Alastair Mackenzie (born 8 February 1970) is a Scottish actor from Perth.

Early life
He was born in Trinafour, near Perth, and educated at Westbourne House School and Glenalmond College in Perthshire.

Mackenzie left home at the age of 18 and moved to London.

Career
Best known as having played the young laird Archie MacDonald in the BBC drama Monarch of the Glen.
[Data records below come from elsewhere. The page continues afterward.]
PR #2881, opened 2026-03-23
fix: Remove the `collisionDetection` option from `adapterOas` and always use collision-safe schema/enum naming in v5.

stijnvanhulle:
## ✅ Checklist

## 🚀 Release Impact


packages/plugin-ts/src/presets.ts
```diff
@@ -0,0 +1,57 @@
+import type { Visitor } from '@kubb/ast/types'
+import { mergeResolvers } from '@kubb/core'
+import { resolverTs, resolverTsHeyapi, resolverTsLegacy, resolverTsOrval } from './resolvers/index.ts'
+import type { CompatibilityPreset, ResolverTs } from './types.ts'
+
+export type TsCompatibilityPreset = {
```
stijnvanhulle: @copilot add preset to the core and create a new definePreset (name, resolvers, transformers) to make it as easy as possible to create new presets

packages/plugin-ts/src/types.ts
```diff
@@ -4,6 +4,8 @@ import type { contentType, Oas } from '@kubb/oas'
 import type { Exclude, Include, Override, ResolvePathOptions } from '@kubb/plugin-oas'
 import type { Generator } from '@kubb/plugin-oas/generators'
 
+export type CompatibilityPreset = 'none' | 'kubbV4' | 'heyapi' | 'orval'
```
stijnvanhulle: @copilot move this type to the core as we will reuse this in other plugins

Mackenzie appeared in a guest role in French & Saunders playing Archie MacDonald in the episode "Celebrity Christmas Puddings" on Christmas Day, 25 December 2002.

He also has extensive theatre and film credits to his name, as well as directing and producing.

He appeared in the third series of the Danish drama Borgen, playing the love interest of the lead character played by Sidse Babett Knudsen.

Personal life
He lives in Islington with his partner, Scottish actress Susan Vidler, with whom he has two children: a daughter, Martha, born in December 1999 and a son, Freddie, born in September 2004.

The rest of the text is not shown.